Role of neurosteroids in a novel mechanism modulating the nociceptive system through ATP and GABA receptors

Transmission of pain signals is essential to maintain the integrity of an organism. Certain diseases however generate chronic, pathological pain, which is detrimental to this integrity.

The initial objective of this proposal was to improve our comprehension of the generation of pathological pain and define the role of neurosteroids, i.e. a class of steroids synthesised by the nervous system, in the initiation and transmission of pain signals.

Gamma-aminobutiric acid (GABAA) receptor, the major inhibitory receptor in the nervous system, is involved in the control of the transmission of pain signals. We stimulated the production of neurosteroids in cultured sensory neurons with diazepam. Flumazenil was used to block the concurrent binding of diazepam to the benzodiazepine modulatory site located on GABAA receptors. Flumazenil was not considered to have an intrinsic effect on GABAA responses.

Surprisingly, the sustained application of flumazenil alone inhibited GABAA responses. This atypical inhibitory effect suggested that our experimental conditions could unveil either:

1. an undescribed pharmacological property of flumazenil, or
2. the presence of an unknown endogenous molecule that stimulated GABAA receptors. Flumazenil could displace this unknown constitutive stimulator, thereby inducing an apparent inhibition of the GABAA response.

The project has been refocused on the analysis of the pharmacology of flumazenil in order to analyse this atypical effect. However, despite the use of optimised standardised protocols, the initially reproducible inhibitory effect of flumazenil was lost in later experiments. This raised the probability that physiological parameters, such as the stress level of the organisms, might affect the presence of the unknown modulator or modify the sensibility of cells to flumazenil. This work provided a new view on the pharmacology of flumazenil and its clinical use as a drug reversing the effects of benzodiazepines.

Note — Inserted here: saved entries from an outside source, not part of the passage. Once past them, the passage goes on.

PR #7330, opened 2025-01-29
Fix function define regex in pass dump parser

marcauberer:
Function in LLVM IR can also contain `-` characters without being enquoted.


mattgodbolt (approved):
Thanks

jeremy-rifkin (commented):
LGTM, out of curiosity do you have an example of something that causes llvm to emit a hyphen in the name?

marcauberer:
@jeremy-rifkin We have a downstream fork of Compiler Explorer and are currently working on getting Pipeline Viewer working for our language. We use `-` characters (unusual, I know) in our mangling scheme. As far as I know, languages like C++ won't produce `-` chars in LLVM-IR function names, because the Itanium ABI mangling scheme does not use them.

jeremy-rifkin:
Gotcha, thanks for the additional context!

mattgodbolt:
This is now live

In addition to the main project, I participated in a collaborative work studying the mechanisms of the generation of inflammatory pain. We analysed the regulatory factors of the FOS family and the neuronal nitric oxide signalling pathway in the spinal cord and evaluated their synergistic interaction during inflammatory pain. This novel mechanism might constitute a target for innovative therapeutic strategies in the management of chronic or neuropathic pain.